Data excerpts:

-- Opening Marker --

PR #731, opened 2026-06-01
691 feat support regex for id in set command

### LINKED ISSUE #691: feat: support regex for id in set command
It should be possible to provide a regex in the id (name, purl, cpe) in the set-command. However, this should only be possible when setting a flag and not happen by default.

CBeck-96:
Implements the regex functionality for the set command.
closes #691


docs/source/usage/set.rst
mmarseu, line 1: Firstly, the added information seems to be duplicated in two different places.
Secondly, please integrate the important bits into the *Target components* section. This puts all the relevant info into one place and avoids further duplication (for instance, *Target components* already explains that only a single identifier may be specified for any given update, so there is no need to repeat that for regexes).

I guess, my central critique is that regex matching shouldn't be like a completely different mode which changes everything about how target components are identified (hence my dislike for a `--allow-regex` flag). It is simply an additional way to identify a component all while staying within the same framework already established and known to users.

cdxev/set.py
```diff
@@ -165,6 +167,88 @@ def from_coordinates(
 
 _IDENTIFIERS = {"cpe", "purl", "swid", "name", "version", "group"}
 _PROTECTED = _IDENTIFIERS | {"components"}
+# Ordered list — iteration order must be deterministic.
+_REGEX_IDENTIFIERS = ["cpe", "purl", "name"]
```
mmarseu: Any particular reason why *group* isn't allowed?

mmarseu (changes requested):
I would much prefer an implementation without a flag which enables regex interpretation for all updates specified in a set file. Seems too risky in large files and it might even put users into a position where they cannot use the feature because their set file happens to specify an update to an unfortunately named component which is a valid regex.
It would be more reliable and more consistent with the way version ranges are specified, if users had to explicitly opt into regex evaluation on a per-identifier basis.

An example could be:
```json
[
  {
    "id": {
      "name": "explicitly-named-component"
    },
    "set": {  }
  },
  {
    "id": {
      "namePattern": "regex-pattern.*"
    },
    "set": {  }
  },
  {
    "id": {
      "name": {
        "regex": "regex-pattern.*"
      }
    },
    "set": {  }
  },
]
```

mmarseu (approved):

-- Closing Marker --
-- Opening Marker --

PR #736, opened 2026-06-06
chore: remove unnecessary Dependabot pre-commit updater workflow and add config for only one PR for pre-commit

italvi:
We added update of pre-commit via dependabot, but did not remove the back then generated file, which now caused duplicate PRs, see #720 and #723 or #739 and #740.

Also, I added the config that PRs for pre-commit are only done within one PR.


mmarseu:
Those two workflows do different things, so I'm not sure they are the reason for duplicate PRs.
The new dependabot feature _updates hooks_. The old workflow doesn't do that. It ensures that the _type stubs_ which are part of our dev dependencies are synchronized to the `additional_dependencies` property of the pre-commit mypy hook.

-- Closing Marker --
-- Opening Marker --

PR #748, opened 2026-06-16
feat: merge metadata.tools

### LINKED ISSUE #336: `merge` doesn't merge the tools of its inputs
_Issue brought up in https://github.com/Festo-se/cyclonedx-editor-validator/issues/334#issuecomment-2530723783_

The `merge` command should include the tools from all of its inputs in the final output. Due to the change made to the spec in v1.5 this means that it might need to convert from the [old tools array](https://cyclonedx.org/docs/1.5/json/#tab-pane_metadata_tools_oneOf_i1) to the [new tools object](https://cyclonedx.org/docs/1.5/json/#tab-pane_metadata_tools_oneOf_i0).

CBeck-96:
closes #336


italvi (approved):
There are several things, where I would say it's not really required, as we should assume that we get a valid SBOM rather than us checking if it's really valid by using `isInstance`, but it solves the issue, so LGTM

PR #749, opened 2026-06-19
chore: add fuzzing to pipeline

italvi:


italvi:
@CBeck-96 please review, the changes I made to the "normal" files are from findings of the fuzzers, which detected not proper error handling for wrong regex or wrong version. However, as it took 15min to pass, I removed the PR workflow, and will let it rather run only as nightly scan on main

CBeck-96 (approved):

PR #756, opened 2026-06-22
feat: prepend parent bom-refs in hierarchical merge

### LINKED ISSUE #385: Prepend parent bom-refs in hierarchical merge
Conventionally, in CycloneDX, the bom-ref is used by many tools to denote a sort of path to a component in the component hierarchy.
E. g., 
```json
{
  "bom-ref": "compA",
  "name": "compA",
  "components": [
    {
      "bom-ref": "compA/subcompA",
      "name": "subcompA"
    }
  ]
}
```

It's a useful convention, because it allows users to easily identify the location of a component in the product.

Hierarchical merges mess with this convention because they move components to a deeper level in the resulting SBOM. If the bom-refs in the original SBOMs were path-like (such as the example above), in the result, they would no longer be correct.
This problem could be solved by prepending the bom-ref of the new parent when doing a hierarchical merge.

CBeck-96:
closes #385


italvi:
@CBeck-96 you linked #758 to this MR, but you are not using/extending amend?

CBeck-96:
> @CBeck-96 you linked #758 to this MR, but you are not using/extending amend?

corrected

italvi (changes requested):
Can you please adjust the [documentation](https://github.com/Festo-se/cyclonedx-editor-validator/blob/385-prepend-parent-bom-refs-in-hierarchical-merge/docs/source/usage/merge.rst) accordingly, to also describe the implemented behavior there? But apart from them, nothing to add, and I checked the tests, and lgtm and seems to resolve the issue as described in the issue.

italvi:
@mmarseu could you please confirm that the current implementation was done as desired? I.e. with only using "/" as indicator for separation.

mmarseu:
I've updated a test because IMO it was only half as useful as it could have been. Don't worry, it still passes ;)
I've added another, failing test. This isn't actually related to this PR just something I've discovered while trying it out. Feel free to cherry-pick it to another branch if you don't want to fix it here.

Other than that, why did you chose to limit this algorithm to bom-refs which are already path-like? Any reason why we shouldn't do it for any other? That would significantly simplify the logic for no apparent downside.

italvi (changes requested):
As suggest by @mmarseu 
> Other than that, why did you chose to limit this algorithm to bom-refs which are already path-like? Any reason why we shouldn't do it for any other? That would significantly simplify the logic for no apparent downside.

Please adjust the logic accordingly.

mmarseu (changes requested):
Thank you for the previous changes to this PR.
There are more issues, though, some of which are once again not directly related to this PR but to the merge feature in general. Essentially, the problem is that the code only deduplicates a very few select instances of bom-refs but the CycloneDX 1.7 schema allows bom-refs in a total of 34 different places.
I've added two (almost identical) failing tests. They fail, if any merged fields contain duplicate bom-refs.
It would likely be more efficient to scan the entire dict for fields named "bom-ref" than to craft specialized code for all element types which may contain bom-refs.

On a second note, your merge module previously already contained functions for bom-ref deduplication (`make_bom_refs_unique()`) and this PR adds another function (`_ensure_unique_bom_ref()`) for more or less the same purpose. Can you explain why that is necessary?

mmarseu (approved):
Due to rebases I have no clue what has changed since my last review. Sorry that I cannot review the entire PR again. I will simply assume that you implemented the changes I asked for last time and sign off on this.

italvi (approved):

-- Closing Marker --

Action item: For every line in the listing above that contains "identify", copy that line.

Your solution:
I guess, my central critique is that regex matching shouldn't be like a completely different mode which changes everything about how target components are identified (hence my dislike for a `--allow-regex` flag). It is simply an additional way to identify a component all while staying within the same framework already established and known to users.
It's a useful convention, because it allows users to easily identify the location of a component in the product.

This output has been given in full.